Indeed, without proprietary systems tying them to one provider, clients will in theory have greater freedom to ‘cherry-pick’ specific products and services from a number of custodians to create a ‘best-of-breed’ package; consequently, custodians are having to pay far closer attention to tailoring their offerings to suit individual clients’ needs than before. Furthermore, individuals – and by extension corporations – are becoming increasingly acclimatised to the ‘anything, anytime, anywhere’ nature of the Net, which in turn is driving up client expectations as regards access and speed of delivery. Going forward, the rule will be more, sooner.
The challenge for custodians is to instil much greater interactivity into their internet-based offerings, to move from what is today essentially an information sharing architecture – taking in research, reference, access to client accounts and so forth – to a service that not only offers greater data enrichment but also a transactional capability. It seems certain that we will see the lines between the public internet and private intranets become more nebulous; in particular, thanks to a recent agreement signed with telecommunications solutions provider Global Crossing, the Secure IP Network infrastructure now being developed by SWIFT will exist as a virtual private network within Global Crossing’s existing IP extranet infrastructure. The existence of this new infrastructure will be a critical step towards creating a high speed network wherein custodians, settlement and payment agents, clients and counterparties will be able to access trade details simultaneously, eradicating problems such as reconciliation errors. A broadband network coupled with more sophisticated technology should also allow the use of multifaceted ‘intelligent’ message formats to allow the automated processing of more complex securities financing products that fall outside the scope of existing SWIFT messages; valuation and payment data could also be incorporated into the flow of transaction traffic.
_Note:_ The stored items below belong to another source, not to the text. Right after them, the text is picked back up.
PR #12451, opened 2026-07-26
Fix timestamp_from_str with daylight saving time

def-:
This has weird effects on screenshots, autosaves, etc.

## Checklist

Claude (Fable 5) wrote this, I reviewed and edited.

### DIFF
--- a/src/test/timestamp_test.cpp
+++ b/src/test/timestamp_test.cpp
@@ -8,14 +8,30 @@
 class TimestampTest : public testing::Test // NOLINT(readability-identifier-naming)
 {
 protected:
-	void SetUp() override
+	static void SetTimezone(const char *pTimezone)
 	{
 #if defined(CONF_FAMILY_WINDOWS)
-		_putenv_s("TZ", "UTC");
+		_putenv_s("TZ", pTimezone);
 		_tzset();
 #else
-		setenv("TZ", "UTC", 1);
+		setenv("TZ", pTimezone, 1);
 		tzset();
+#endif
+	}
+
+	void SetUp() override
+	{
+		SetTimezone("UTC");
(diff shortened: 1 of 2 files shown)


src/test/timestamp_test.cpp
```diff
@@ -33,6 +43,24 @@ TEST_F(TimestampTest, FromStr)
 	EXPECT_EQ(Timestamp, 1084644833);
 }
 
+TEST_F(TimestampTest, FromStrDaylightSavingTime)
+{
+	SetTimezone("CET-1CEST,M3.5.0,M10.5.0/3");
+#if defined(CONF_FAMILY_WINDOWS)
+	// Windows is annoying, workaround for test
+	_dstbias = -3600;
+#endif
```
Robyt3, line 58: This timezone format is not supported on Windows. Can we specify the correct timezone string for the `SetTimezone` call on Windows instead of setting `_dstbias`? The `_tzset` function does not support the `,M3.5.0,M10.5.0/3` part.

https://learn.microsoft.com/en-us/cpp/c-runtime-library/reference/tzset?view=msvc-170

def-: I tried without it, and it still didn't work: https://github.com/ddnet/ddnet/commit/46c5f434614de7a52ac1355a9be27eb2a5069654
Thus the "Windows is annoying" comment.

Robyt3: Unfortunate. Should probably reset `_dstbias` in `SetUp`/`TearDown` too.

Robyt3 (approved):

heinrich5991 (approved):
I guess it's no problem that this changes the time globally to UTC in tests, it also did that before your changes.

The huge success of virtual fund supermarkets is proof positive of the benefits that can be derived from the internet in terms of distribution, and we should expect to see custodians directing still more resources towards building on and evolving this most critical facet of their business.
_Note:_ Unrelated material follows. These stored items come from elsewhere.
PR #12456, opened 2026-07-28
Cleanup: refactor RenderMap and ignore never working opacity for physics layers

AssassinTee:
The current code for RenderTilemaps and RenderOverlays is duplicated across all physics layers. This PR generalizes this with templates.

It also removes uselss rendercalls of tilemaps with `LAYERRENDERFLAG_OPAQUE`. Rendering was always `false` with this flag for tele and tune tiles. It was enabled for switch tiles, but these tiles never had this flag set in the first place and thus this optimization never worked for switch tiles. You can see in the refactor, that flags are either set to 0 for tele and tune tiles. Switch tiles have a m_Flags field, but don't make use of the opacity flag.

I tested this with opengl 1 and inside the editor, with and without overlays. Text above physics layers is still working and the tune color mapper is also working

## Checklist

### DIFF
--- a/src/game/map/render_map.cpp
+++ b/src/game/map/render_map.cpp
@@ -594,6 +594,175 @@ void CRenderMap::RenderTile(int x, int y, unsigned char Index, float Scale, Colo
 
 void CRenderMap::RenderTilemap(CTile *pTiles, int w, int h, float Scale, ColorRGBA Color, int RenderFlags)
 {
+	auto FetchIndexAndFlags = [](const CTile &Tile, unsigned char &Index, unsigned char &Flags) {
+		Index = Tile.m_Index;
+		Flags = Tile.m_Flags;
+	};
+	RenderTilemapImpl<CTile>(pTiles, w, h, Scale, Color, FetchIndexAndFlags, RenderFlags);
+}
+
+void CRenderMap::RenderTeleOverlay(CTeleTile *pTele, int w, int h, float Scale, int OverlayRenderFlag, float Alpha)
+{
+	if(!(OverlayRenderFlag & OVERLAYRENDERFLAG_TEXT))
+		return;
+	float Size = g_Config.m_ClTextEntitiesSize / 100.f;
+	char aBuf[16];
+	auto RenderTile = [&](const CTeleTile &TeleTile, int x, int y) -> void {
+		unsigned char Index = TeleTile.m_Number;
+		if(Index && IsTeleTileNumberUsedAny(TeleTile.m_Type))
+		{
+			str_format(aBuf, sizeof(aBuf), "%d", Index);
+			// Auto-resize text to fit inside the tile
+			float ScaledWidth = TextRender()->TextWidth(Size * Scale, aBuf, -1);
+			float Factor = std::clamp(Scale / ScaledWidth, 0.0f, 1.0f);
+			float LocalSize = Size * Factor;
+			float ToCenterOffset = (1 - LocalSize) / 2.f;
+			TextRender()->Text((x + 0.5f) * Scale - (ScaledWidth * Factor) / 2.0f, (y + ToCenterOffset) * Scale, LocalSize * Scale, aBuf);
+		}
+	};
+	RenderOverlay<CTeleTile>(pTele, w, h, Scale, RenderTile, Alpha);
+}
+
+void CRenderMap::RenderSpeedupOverlay(CSpeedupTile *pSpeedup, int w, int h, float Scale, int OverlayRenderFlag, float Alpha)
+{
+	float Size = g_Config.m_ClTextEntitiesSize / 100.f;
+	char aBuf[16];
+	float ToCenterOffset = (1 - Size) / 2.f;
+
+	auto RenderTile = [&](const CSpeedupTile &SpeedupTile, int x, int y) -> void {
+		int Force = (int)SpeedupTile.m_Force;
+		int MaxSpeed = (int)SpeedupTile.m_MaxSpeed;
+		int Type = (int)SpeedupTile.m_Type;
+		int Angle = (int)SpeedupTile.m_Angle;
+		if((Force && Type == TILE_SPEED_BOOST_OLD) || ((Force || MaxSpeed) && Type == TILE_SPEED_BOOST) || (OverlayRenderFlag & OVERLAYRENDERFLAG_EDITOR && (Type || Force || MaxSpeed || Angle)))
+		{
+			if(IsValidSpeedupTile(Type))
+			{
+				// draw arrow
+				Graphics()->TextureSet(g_pData->m_aImages[IMAGE_SPEEDUP_ARROW].m_Id);
+				Graphics()->QuadsBegin();
+				Graphics()->SetColor(1.0f, 1.0f, 1.0f, Alpha);
+				Graphics()->SelectSprite(SPRITE_SPEEDUP_ARROW);
+				Graphics()->QuadsSetRotation(SpeedupTile.m_Angle * (pi / 180.0f));
+				Graphics()->DrawSprite(x * Scale + 16, y * Scale + 16, 35.0f);
+				Graphics()->QuadsEnd();
+
+				// draw force and max speed
+				if(OverlayRenderFlag & OVERLAYRENDERFLAG_TEXT)
+				{
+					str_format(aBuf, sizeof(aBuf), "%d", Force);
+					TextRender()->Text(x * Scale, (y + 0.5f + ToCenterOffset / 2) * Scale, Size * Scale / 2.f, aBuf);
+					if(MaxSpeed)
+					{
+						str_format(aBuf, sizeof(aBuf), "%d", MaxSpeed);
+						TextRender()->Text(x * Scale, (y + ToCenterOffset / 2) * Scale, Size * Scale / 2.f, aBuf);
+					}
+				}
+			}
+			else
+			{
+				// draw all three values
+				if(OverlayRenderFlag & OVERLAYRENDERFLAG_TEXT)
+				{
+					float LineSpacing = Size * Scale / 3.f;
+					float BaseY = (y + ToCenterOffset) * Scale;
+					str_format(aBuf, sizeof(aBuf), "%d", Force);
+					TextRender()->Text(x * Scale, BaseY, LineSpacing, aBuf);
+					str_format(aBuf, sizeof(aBuf), "%d", MaxSpeed);
+					TextRender()->Text(x * Scale, BaseY + LineSpacing, LineSpacing, aBuf);
+					str_format(aBuf, sizeof(aBuf), "%d", Angle);
+					TextRender()->Text(x * Scale, BaseY + 2 * LineSpacing, LineSpacing, aBuf);
+				}
+			}
+		}
+	};
+	RenderOverlay<CSpeedupTile>(pSpeedup, w, h, Scale, RenderTile, Alpha);
+}
+
+void CRenderMap::RenderSwitchOverlay(CSwitchTile *pSwitch, int w, int h, float Scale, int OverlayRenderFlag, float Alpha)
+{
+	if(!(OverlayRenderFlag & OVERLAYRENDERFLAG_TEXT))
+		return;
+	float Size = g_Config.m_ClTextEntitiesSize / 100.f;
+	char aBuf[16];
+	float ToCenterOffset = (1 - Size) / 2.f;
+
+	auto RenderTile = [&](const CSwitchTile &SwitchTile, int x, int y) -> void {
+		unsigned char Index = SwitchTile.m_Number;
+		if(Index && IsSwitchTileNumberUsed(SwitchTile.m_Type))
+		{
+			str_format(aBuf, sizeof(aBuf), "%d", Index);
+			TextRender()->Text(x * Scale, (y + ToCenterOffset / 2) * Scale, Size * Scale / 2.f, aBuf);
+		}
+
+		unsigned char Delay = SwitchTile.m_Delay;
+		if(Delay && IsSwitchTileDelayUsed(SwitchTile.m_Type))
+		{
+			str_format(aBuf, sizeof(aBuf), "%d", Delay);
+			TextRender()->Text(x * Scale, (y + 0.5f + ToCenterOffset / 2) * Scale, Size * Scale / 2.f, aBuf);
+		}
+	};
+	RenderOverlay<CSwitchTile>(pSwitch, w, h, Scale, RenderTile, Alpha);
+}
+
+void CRenderMap::RenderTuneOverlay(CTuneTile *pTune, int w, int h, float Scale, int OverlayRenderFlag, float Alpha)
+{
+	if(!(OverlayRenderFlag & OVERLAYRENDERFLAG_TEXT))
+		return;
+	float Size = g_Config.m_ClTextEntitiesSize / 200.f;
+	char aBuf[16];
+
+	auto RenderTile = [&](const CTuneTile &TuneTile, int x, int y) -> void {
+		unsigned char Index = TuneTile.m_Number;
+		if(Index)
+		{
+			str_format(aBuf, sizeof(aBuf), "%d", Index);
+			// Auto-resize text to fit inside the tile
+			float ScaledWidth = TextRender()->TextWidth(Size * Scale, aBuf, -1);
+			float Factor = std::clamp(Scale / ScaledWidth, 0.0f, 1.0f);
+			float LocalSize = Size * Factor;
+			float ToCenterOffset = (1 - LocalSize) / 2.f;
+			TextRender()->Text((x + 0.5f) * Scale - (ScaledWidth * Factor) / 2.0f, (y + ToCenterOffset) * Scale, LocalSize * Scale, aBuf);
+		}
+	};
+	RenderOverlay<CTuneTile>(pTune, w, h, Scale, RenderTile, Alpha);
+}
+
+void CRenderMap::RenderTelemap(CTeleTile *pTele, int w, int h, float Scale, ColorRGBA Color, int RenderFlags)
+{
+	auto FetchIndexAndFlags = [](const CTeleTile &Tile, unsigned char &Index, unsigned char &Flags) {
+		Index = Tile.m_Type;
+		Flags = 0;
+	};
+	RenderTilemapImpl<CTeleTile>(pTele, w, h, Scale, Color, FetchIndexAndFlags, RenderFlags);
+}
+
+void CRenderMap::RenderSwitchmap(CSwitchTile *pSwitchTile, int w, int h, float Scale, ColorRGBA Color, int RenderFlags)
+{
+	auto FetchIndexAndFlags = [](const CSwitchTile &Tile, unsigned char &Index, unsigned char &Flags) {
+		Index = Tile.m_Type;
+		Flags = Tile.m_Flags;
+
+		// TILE_SWITCHTIMEDOPEN has no own graphic in the switch entities image,
+		// it reuses the one at index 8
+		if(Index == TILE_SWITCHTIMEDOPEN)
+			Index = 8;
+	};
+	RenderTilemapImpl<CSwitchTile>(pSwitchTile, w, h, Scale, Color, FetchIndexAndFlags, RenderFlags);
+}
+
+void CRenderMap::RenderTunemap(CTuneTile *pTune, int w, int h, float Scale, ColorRGBA Color, int RenderFlags, CTuneColorMapper *pTuneColorMapper)
+{
+	auto FetchIndexAndFlags = [](const CTuneTile &Tile, unsigned char &Index, unsigned char &Flags) {
+		Index = Tile.m_Type;
+		Flags = 0;
+	};
+	RenderTilemapImpl<CTuneTile>(pTune, w, h, Scale, Color, FetchIndexAndFlags, RenderFlags, pTuneColorMapper);
+}
+
+template<typename T, typename FFetchCallback>
+void CRenderMap::RenderTilemapImpl(T *pTiles, int w, int h, float Scale, ColorRGBA Color, FFetchCallback FetchIndexAndFlags, int RenderFlags, CTuneColorMapper *pTuneColorMapper)
+{
 	CScreenRect ScreenRect = Graphics()->GetScreen();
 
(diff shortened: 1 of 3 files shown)


def-:
<details>
<summary>In case you want to read it, Claude found a few issues, I didn't check them:</summary>

## Finding 1 — MEDIUM: `RenderSwitchmap` reads `m_Number` instead of `m_Type`, so the switch layer draws the wrong graphic (or nothing)

**File/line:** `src/game/map/render_map.cpp:747` (PR head)

```cpp
void CRenderMap::RenderSwitchmap(CSwitchTile *pSwitchTile, int w, int h, float Scale, ColorRGBA Color, int RenderFlags)
{
	auto FetchIndexAndFlags = [](const CSwitchTile &Tile, unsigned char &Index, unsigned char &Flags) {
		Index = Tile.m_Number;          // <-- was pSwitchTile[c].m_Type
		Flags = Tile.m_Flags;

		// TODO: Add a comment to explain this
		if(Index == TILE_SWITCHTIMEDOPEN)
			Index = 8;
	};
	RenderTilemapImpl<CSwitchTile>(pSwitchTile, w, h, Scale, Color, FetchIndexAndFlags, RenderFlags);
}
```

### The bug

`CSwitchTile` is `{ m_Number, m_Type, m_Flags, m_Delay }`
(`src/game/mapitems.h:650`). The value that selects the graphic out of the
switch entities tileset is `m_Type`; `m_Number` is the switch group id.
Base `c9c4c5596` reads `m_Type`:

```cpp
unsigned char Index = pSwitchTile[c].m_Type;   // render_map.cpp:1149 @ c9c4c5596
if(Index)
{
	if(Index == TILE_SWITCHTIMEDOPEN)
		Index = 8;
	unsigned char Flags = pSwitchTile[c].m_Flags;
```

Perhaps one of the most fundamental changes lurking just over the horizon is the emergence of ‘co-opetition’ above and beyond industry initiatives such as the GSTPA – custodians working not only alongside third-party systems vendors to meet clients’ needs, but also with other custodians. The concept of a single portal has already been mooted, offering one custodian’s clients access to a number of separate providers’ pools of information, Web-based query and reporting products permitting clients to ‘slice and dice’ both information about their own activities and data pertaining to third-parties.